Vous vous en souvenez sans doute, après la chute du mur de Berlin et l'explosion de l'empire soviétique, Francis Fukuyama avait sorti un livre intitulé La fin de l'histoire. Il y annonçait, en substance, la victoire définitive du modèle occidental, de l'économie de marché et de la démocratie.
À l'époque, nous avions relevé la fin de la « belle époque de la guerre froide » - avec des guillemets, bien évidemment -, durant laquelle deux blocs s'opposaient frontalement suivant des règles du jeu communes. Selon notre analyse, la période suivante serait marquée par une multiplication d'acteurs internes aux États, au niveau des États et transnationaux : Al-Qaida et Microsoft, si j'ose les rapprocher. Les risques sont effectivement devenus de plus en plus multipolaires et les armes de la puissance risquent à l'avenir d'être beaucoup plus disséminées. Notre planète est aujourd'hui beaucoup plus une planète poudrière qu'une planète pacifiée. Les problèmes de sécurité et de défense s'y posent avec une acuité très grande. Nous venons d'ailleurs de terminer à Futuribles un travail sur les questions de cybersécurité.
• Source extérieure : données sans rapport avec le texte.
PR #4109, opened 2022-06-20
fix: (pool): Extend duration check based on current duration causes locked vault to not extend

memoyil:
Extend duration check currently being done based on current duration (instead of left current duration) which causes issue when extending.

To reproduce

1. Go to locked pool
2. Click extend 
3. Put value that should not extend 52 weeks (if you have 10 weeks of locked pool and only 2 weeks left to put 50 weeks should not give an error)
4. See error and confirm button is disabled

### DIFF
--- a/src/views/Pools/components/LockedPool/Modals/ExtendDurationModal.tsx
+++ b/src/views/Pools/components/LockedPool/Modals/ExtendDurationModal.tsx
@@ -57,9 +57,12 @@ const ExtendDurationModal: React.FC<ExtendDurationModal> = ({
   const prepConfirmArg = useCallback(
     ({ duration }) => ({
       finalDuration: duration,
-      finalLockedAmount: extendLockedPosition ? getBalanceAmount(MIN_LOCK_AMOUNT, stakingToken.decimals).toNumber() : 0,
+      finalLockedAmount:
+        extendLockedPosition && currentDuration + duration > MAX_LOCK_DURATION
+          ? getBalanceAmount(MIN_LOCK_AMOUNT, stakingToken.decimals).toNumber()
+          : 0,
     }),
-    [stakingToken.decimals, extendLockedPosition],
+    [stakingToken.decimals, extendLockedPosition, currentDuration],
   )
 
   const customOverview = useCallback(
--- a/src/views/Pools/components/LockedPool/Modals/ExtendDurationModal.tsx
+++ b/src/views/Pools/components/LockedPool/Modals/ExtendDurationModal.tsx
@@ -7,11 +7,16 @@ import { MAX_LOCK_DURATION } from 'config/constants/pools'
 import { useTranslation } from 'contexts/Localization'
 import BigNumber from 'bignumber.js'
 import { useIfoCeiling } from 'state/pools/hooks'
+
+import { getBalanceAmount } from 'utils/formatBalance'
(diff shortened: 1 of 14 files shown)


src/views/Pools/components/LockedPool/Modals/ExtendDurationModal.tsx
```diff
@@ -39,10 +47,16 @@ const ExtendDurationModal: React.FC<ExtendDurationModal> = ({
...
     },
-    [currentLockedAmount, currentDuration],
+    [currentLockedAmount, lockEndTime],
   )
 
-  const prepConfirmArg = useCallback(({ duration }) => ({ finalDuration: duration, finalLockedAmount: 0 }), [])
+  const prepConfirmArg = useCallback(
+    ({ duration }) => ({
+      finalDuration: duration,
+      finalLockedAmount: currentBalance ? getBalanceAmount(MIN_AMOUNT, stakingToken.decimals).toNumber() : 0,
```
chefilip, line 56: should it be `currentBalance.gt(MIN_AMOUNT) ? ... : ...`  ?

src/views/Pools/components/LockedPool/Modals/ExtendDurationModal.tsx
```diff
@@ -77,6 +91,7 @@ const ExtendDurationModal: React.FC<ExtendDurationModal> = ({
         </Box>
         <LockedBodyModal
           stakingToken={stakingToken}
+          hasEnoughBalanceToExtend={currentBalance?.gt(MIN_AMOUNT)}
           onDismiss={onDismiss}
           lockedAmount={new BigNumber(currentLockedAmount)}
```
chefilip, line 96: could you help me add `useMemo` for this prop to avoid re-render?

chefilip:
Good idea ! Love it.

src/views/Pools/components/LockedPool/Modals/ExtendDurationModal.tsx
memoyil: Done

src/views/Pools/components/LockedPool/Modals/ExtendDurationModal.tsx
memoyil: Done

chefilip (dismissed):

src/views/Pools/components/LockedPool/Modals/ExtendDurationModal.tsx
```diff
@@ -40,10 +48,18 @@ const ExtendDurationModal: React.FC<ExtendDurationModal> = ({
...
     },
-    [currentLockedAmount, currentDuration],
+    [currentLockedAmount, lockEndTime],
   )
 
-  const prepConfirmArg = useCallback(({ duration }) => ({ finalDuration: duration, finalLockedAmount: 0 }), [])
+  const prepConfirmArg = useCallback(
+    ({ duration }) => ({
+      finalDuration: duration,
+      finalLockedAmount: checkEnoughBalanceToExtend
```
chefilip, line 57: My concern is that we quietly block users' CAKE. Even though the amount is small, I think users should be aware of this before taking the action. At the end, it's still their CAKE, their decision.

chefilip (approved):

Si je suis un européen très convaincu, je reconnais que l'Europe est impuissante en termes de sécurité et de défense et qu'il n'y a pas beaucoup d'États sur le continent en capacité de peser réellement sur la scène mondiale dans ces domaines. La France est de ceux-là. Je déplore donc l'absence de réelle politique européenne de sécurité et de défense et le retard pris par le projet de création d'une agence européenne de l'armement. Nous sommes en guerre économique, nos territoires sont en concurrence les uns avec les autres pour attirer les talents, les capitaux. Or les moyens de régulation par rapport à ces phénomènes de concurrence ou de conflit sont quasi inexistants.